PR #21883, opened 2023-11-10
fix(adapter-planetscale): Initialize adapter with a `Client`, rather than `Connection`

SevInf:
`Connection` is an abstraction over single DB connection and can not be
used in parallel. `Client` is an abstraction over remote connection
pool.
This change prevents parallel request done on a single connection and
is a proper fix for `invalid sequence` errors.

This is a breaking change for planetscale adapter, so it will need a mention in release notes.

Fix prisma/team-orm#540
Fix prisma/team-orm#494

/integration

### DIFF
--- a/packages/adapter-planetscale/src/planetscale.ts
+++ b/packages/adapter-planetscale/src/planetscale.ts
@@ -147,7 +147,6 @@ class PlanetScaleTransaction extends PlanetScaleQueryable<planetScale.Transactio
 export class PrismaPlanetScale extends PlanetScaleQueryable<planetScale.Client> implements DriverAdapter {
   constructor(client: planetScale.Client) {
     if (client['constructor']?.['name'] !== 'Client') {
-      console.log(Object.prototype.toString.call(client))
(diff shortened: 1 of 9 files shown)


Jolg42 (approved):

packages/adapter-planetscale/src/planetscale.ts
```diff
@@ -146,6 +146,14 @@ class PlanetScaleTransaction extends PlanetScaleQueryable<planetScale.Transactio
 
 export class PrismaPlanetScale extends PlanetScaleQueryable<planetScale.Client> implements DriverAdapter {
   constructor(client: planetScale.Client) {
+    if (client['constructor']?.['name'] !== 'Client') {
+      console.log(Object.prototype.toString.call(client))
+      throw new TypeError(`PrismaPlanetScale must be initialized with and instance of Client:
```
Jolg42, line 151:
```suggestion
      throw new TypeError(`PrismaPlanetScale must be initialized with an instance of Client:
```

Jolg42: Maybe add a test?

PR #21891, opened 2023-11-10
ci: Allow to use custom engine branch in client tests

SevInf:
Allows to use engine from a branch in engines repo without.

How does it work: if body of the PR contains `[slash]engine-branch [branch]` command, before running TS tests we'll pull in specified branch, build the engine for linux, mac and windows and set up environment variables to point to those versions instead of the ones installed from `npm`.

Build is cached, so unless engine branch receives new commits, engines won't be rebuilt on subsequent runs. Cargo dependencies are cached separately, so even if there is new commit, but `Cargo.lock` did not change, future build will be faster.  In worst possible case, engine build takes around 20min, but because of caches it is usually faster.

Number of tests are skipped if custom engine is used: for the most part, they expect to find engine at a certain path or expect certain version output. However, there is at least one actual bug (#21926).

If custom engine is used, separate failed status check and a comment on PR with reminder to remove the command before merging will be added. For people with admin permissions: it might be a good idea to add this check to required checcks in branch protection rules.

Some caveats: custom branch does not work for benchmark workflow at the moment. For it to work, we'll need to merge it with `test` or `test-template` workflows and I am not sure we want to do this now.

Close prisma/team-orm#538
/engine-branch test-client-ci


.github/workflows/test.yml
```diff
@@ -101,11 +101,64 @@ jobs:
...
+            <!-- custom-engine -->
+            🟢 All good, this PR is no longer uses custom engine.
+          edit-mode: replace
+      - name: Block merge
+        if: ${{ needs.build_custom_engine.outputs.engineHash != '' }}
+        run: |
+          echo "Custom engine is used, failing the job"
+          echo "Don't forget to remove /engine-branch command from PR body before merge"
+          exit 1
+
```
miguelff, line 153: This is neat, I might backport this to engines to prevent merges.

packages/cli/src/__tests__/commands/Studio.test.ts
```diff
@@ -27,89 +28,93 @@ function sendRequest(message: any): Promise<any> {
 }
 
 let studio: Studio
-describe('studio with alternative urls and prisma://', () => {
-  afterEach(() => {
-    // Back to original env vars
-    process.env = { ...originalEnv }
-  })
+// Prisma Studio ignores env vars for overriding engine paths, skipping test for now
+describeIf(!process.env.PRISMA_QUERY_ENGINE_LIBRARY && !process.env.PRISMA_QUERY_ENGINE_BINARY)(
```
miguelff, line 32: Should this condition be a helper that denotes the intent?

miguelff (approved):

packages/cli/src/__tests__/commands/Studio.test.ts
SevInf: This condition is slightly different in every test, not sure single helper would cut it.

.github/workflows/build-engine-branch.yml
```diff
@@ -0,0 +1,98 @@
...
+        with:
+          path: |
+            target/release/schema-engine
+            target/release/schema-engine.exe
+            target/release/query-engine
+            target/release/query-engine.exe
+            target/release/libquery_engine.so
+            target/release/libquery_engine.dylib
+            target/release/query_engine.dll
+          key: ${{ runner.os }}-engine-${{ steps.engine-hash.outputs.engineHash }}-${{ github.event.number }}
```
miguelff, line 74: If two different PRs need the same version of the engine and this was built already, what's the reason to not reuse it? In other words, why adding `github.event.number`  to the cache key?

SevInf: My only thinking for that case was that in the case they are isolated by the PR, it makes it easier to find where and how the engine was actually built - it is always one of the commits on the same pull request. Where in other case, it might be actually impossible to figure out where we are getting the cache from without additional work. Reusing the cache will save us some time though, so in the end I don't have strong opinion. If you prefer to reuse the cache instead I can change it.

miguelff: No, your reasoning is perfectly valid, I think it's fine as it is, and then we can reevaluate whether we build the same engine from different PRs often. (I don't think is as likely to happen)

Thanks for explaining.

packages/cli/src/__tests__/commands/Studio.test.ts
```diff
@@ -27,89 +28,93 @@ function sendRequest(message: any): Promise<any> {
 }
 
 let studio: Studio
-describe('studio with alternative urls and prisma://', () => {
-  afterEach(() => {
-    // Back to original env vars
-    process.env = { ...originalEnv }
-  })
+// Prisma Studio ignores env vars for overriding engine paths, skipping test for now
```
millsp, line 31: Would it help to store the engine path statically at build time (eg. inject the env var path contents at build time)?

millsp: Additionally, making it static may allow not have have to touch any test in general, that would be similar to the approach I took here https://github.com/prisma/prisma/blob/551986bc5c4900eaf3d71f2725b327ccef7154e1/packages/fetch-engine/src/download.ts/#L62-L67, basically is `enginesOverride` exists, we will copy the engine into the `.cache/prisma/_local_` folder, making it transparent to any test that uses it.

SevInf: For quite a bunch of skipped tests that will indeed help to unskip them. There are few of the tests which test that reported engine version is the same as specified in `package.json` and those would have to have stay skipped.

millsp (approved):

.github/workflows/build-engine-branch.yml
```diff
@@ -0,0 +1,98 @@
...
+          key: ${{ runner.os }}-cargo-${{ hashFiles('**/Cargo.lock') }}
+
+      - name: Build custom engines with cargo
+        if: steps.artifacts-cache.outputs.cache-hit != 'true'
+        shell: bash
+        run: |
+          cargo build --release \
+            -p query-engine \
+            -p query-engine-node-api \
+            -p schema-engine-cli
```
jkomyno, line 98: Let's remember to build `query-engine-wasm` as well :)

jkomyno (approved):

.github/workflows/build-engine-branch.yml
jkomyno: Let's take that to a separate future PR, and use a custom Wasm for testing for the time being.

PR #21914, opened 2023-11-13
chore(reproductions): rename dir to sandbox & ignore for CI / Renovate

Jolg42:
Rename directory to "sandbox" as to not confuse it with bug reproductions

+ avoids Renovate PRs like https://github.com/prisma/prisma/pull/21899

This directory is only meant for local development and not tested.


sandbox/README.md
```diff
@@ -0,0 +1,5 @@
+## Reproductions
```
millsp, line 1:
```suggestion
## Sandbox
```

·····

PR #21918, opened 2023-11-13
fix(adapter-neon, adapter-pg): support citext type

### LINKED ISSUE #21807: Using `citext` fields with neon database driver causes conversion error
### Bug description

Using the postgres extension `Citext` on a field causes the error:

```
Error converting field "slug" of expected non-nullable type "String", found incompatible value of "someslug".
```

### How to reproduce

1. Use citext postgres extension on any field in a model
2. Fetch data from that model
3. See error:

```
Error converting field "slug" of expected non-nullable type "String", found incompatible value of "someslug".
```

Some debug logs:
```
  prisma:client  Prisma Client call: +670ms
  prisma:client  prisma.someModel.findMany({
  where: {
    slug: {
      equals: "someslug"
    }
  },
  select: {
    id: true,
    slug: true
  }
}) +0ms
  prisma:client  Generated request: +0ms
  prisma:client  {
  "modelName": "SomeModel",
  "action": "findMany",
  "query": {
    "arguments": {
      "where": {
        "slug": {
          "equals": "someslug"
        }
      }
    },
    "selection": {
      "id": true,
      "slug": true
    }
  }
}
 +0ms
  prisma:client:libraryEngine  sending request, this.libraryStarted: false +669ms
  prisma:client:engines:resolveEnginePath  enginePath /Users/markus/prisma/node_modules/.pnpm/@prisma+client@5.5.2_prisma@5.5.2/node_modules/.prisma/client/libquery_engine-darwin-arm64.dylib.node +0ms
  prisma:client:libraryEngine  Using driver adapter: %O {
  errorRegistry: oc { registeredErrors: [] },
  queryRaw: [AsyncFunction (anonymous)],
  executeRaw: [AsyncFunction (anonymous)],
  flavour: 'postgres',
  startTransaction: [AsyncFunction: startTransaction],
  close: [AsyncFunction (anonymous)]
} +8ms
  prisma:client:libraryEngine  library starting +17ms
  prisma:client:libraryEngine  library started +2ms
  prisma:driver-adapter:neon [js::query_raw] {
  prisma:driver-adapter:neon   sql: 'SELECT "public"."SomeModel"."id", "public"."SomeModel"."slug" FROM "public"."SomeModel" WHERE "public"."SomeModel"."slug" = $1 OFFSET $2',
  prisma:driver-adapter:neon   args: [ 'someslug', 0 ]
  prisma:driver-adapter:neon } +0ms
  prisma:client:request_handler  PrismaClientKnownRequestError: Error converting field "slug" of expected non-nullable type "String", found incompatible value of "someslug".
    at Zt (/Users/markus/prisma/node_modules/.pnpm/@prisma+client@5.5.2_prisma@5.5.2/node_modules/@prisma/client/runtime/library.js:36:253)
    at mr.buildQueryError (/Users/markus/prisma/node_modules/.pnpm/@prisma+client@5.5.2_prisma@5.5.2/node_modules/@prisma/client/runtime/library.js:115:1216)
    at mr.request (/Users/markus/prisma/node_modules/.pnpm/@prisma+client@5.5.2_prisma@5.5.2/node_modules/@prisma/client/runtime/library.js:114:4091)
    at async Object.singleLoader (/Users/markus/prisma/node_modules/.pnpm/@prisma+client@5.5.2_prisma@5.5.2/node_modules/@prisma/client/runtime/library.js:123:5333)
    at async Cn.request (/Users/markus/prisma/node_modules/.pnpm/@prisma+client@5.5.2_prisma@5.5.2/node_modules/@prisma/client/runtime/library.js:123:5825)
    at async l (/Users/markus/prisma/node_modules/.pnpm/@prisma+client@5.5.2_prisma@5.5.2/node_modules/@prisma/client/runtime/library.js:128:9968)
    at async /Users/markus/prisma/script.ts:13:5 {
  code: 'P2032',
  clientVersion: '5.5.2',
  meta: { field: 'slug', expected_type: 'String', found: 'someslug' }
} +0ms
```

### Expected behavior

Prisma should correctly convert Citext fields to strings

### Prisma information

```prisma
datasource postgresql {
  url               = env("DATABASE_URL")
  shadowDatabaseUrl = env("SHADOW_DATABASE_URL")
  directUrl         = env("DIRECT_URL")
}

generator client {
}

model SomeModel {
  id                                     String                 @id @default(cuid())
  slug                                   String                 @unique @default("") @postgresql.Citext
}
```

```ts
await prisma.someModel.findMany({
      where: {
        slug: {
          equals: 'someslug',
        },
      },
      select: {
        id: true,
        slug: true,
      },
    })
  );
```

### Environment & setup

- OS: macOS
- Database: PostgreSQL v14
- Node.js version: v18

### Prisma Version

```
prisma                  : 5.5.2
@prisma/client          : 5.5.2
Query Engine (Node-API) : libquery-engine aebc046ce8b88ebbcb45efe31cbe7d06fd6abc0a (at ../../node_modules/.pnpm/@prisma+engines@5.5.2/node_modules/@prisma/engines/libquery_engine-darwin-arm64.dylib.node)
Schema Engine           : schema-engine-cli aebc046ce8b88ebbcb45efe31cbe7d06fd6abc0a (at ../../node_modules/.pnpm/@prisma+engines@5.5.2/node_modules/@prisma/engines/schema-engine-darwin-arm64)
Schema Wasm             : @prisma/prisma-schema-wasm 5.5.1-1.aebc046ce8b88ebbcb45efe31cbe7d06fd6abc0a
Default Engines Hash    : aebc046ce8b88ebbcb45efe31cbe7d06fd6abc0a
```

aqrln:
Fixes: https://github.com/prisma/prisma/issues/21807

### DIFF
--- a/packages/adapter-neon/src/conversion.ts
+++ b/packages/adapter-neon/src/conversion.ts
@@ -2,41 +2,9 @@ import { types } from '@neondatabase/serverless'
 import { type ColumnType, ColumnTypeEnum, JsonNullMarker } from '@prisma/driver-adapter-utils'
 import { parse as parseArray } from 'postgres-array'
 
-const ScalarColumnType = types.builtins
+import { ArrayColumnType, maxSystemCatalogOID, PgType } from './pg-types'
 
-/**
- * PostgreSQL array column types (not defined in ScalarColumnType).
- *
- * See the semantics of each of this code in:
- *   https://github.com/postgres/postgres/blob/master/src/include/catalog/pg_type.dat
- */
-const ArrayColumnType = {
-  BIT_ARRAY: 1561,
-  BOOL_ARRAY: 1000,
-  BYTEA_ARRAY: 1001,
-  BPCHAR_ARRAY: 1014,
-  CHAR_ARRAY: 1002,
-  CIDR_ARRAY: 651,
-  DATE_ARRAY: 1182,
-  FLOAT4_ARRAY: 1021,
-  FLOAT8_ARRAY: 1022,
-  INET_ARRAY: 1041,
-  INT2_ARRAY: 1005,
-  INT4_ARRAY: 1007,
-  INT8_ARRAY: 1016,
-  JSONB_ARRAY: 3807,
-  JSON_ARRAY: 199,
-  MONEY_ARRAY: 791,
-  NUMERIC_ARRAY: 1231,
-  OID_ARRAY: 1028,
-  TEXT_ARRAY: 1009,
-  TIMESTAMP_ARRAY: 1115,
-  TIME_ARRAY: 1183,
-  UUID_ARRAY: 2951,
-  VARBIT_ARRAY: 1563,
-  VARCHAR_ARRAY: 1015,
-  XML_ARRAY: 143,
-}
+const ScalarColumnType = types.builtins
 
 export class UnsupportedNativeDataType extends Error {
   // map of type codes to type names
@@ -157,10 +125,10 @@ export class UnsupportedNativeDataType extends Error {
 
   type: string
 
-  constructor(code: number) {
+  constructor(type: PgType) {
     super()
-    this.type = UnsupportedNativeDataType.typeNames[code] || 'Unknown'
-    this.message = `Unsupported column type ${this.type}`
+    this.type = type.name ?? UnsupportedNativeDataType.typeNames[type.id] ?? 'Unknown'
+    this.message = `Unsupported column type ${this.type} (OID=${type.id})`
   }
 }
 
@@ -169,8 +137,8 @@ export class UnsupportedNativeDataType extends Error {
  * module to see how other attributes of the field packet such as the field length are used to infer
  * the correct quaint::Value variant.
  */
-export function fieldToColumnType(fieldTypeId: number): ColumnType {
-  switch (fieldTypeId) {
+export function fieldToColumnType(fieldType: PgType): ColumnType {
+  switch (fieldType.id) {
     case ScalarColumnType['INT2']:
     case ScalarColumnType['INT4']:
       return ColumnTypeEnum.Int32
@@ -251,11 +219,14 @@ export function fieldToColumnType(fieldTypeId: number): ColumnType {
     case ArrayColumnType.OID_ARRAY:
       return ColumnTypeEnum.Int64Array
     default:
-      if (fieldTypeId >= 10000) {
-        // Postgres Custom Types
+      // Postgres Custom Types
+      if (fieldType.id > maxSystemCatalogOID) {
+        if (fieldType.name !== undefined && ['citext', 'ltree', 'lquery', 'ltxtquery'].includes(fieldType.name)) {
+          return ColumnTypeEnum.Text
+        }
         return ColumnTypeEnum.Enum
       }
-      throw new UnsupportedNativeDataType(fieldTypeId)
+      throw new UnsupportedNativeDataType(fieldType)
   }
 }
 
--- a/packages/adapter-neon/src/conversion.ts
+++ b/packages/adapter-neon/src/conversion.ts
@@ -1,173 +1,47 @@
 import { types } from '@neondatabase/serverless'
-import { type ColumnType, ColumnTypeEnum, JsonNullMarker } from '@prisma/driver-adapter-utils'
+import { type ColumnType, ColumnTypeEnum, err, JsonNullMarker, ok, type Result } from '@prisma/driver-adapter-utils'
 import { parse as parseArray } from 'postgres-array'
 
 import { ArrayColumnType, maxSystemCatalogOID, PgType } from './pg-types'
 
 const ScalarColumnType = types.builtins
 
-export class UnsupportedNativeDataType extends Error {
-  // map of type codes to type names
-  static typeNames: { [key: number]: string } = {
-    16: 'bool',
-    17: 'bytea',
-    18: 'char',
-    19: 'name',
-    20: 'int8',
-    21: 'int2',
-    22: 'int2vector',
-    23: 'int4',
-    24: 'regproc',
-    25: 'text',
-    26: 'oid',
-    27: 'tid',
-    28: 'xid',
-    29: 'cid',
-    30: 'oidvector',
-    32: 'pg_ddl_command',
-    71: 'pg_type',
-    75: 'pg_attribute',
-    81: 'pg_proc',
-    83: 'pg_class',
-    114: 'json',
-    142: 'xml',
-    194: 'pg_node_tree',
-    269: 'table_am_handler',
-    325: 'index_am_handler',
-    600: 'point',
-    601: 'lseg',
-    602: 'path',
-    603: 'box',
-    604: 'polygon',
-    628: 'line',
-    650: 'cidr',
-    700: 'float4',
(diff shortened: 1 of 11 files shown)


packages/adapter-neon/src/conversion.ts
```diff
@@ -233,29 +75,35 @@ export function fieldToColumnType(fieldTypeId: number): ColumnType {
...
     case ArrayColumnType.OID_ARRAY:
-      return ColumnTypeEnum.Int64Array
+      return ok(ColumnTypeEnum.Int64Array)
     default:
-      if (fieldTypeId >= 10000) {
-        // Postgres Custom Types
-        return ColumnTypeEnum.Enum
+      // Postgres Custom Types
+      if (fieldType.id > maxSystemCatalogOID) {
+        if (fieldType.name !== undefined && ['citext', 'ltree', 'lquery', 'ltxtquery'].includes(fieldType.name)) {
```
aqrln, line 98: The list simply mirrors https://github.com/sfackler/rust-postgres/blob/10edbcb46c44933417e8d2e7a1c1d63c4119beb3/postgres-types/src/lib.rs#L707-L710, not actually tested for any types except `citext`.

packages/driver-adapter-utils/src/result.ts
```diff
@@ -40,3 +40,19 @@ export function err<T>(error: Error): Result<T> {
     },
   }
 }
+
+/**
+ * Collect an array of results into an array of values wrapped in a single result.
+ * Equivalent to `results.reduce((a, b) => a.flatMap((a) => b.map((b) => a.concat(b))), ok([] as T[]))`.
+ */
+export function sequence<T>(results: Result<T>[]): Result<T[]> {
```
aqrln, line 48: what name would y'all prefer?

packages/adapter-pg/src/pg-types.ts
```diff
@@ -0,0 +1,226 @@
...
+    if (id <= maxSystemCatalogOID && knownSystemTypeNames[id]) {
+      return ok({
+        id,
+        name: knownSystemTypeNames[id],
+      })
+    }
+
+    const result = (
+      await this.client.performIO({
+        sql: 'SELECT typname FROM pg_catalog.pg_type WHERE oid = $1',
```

·····

▸ **PROBLEM STATEMENT**: Where the listing above reaches the line that contains "PR #21883, opened 2023-11-10", start retyping, and finish with the line that contains "is a proper"; reproduce those lines exactly and no others.

▸ **ANSWER BOX**:
PR #21883, opened 2023-11-10
fix(adapter-planetscale): Initialize adapter with a `Client`, rather than `Connection`

SevInf:
`Connection` is an abstraction over single DB connection and can not be
used in parallel. `Client` is an abstraction over remote connection
pool.
This change prevents parallel request done on a single connection and
is a proper fix for `invalid sequence` errors.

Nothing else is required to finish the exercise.